From the records below, copy the lines that include "opened".

[Source data]
• • • • • • •

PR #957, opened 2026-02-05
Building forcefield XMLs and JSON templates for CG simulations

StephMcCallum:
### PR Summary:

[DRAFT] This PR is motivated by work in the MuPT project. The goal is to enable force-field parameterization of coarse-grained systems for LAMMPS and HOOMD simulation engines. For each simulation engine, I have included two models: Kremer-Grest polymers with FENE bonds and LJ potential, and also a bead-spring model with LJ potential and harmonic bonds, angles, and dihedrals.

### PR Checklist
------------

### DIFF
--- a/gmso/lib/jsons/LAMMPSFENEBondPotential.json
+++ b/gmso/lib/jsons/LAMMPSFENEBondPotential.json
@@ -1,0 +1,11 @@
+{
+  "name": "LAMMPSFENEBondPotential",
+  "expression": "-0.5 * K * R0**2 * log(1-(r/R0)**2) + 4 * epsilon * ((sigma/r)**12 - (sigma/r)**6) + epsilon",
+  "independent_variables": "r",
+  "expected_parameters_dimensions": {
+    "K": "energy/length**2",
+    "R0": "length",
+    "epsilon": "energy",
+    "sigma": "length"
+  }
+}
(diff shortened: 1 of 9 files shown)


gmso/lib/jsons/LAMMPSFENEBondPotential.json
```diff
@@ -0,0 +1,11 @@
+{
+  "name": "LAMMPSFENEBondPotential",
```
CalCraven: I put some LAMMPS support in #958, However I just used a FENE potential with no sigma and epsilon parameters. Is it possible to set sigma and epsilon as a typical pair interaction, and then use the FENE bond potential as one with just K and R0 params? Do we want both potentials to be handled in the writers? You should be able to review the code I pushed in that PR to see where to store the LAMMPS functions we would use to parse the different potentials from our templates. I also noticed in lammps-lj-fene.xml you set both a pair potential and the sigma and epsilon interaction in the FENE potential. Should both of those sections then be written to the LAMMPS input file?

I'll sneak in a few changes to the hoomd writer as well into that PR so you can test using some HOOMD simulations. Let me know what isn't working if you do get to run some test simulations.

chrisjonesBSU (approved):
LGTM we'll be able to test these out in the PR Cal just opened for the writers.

• • • • • • •

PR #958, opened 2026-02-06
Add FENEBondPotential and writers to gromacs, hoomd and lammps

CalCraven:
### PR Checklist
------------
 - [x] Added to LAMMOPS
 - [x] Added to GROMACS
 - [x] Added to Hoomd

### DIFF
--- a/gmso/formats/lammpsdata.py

• • • • • • •

| SOLVED EXERCISE |
PR #957, opened 2026-02-05
LGTM we'll be able to test these out in the PR Cal just opened for the writers.
PR #958, opened 2026-02-06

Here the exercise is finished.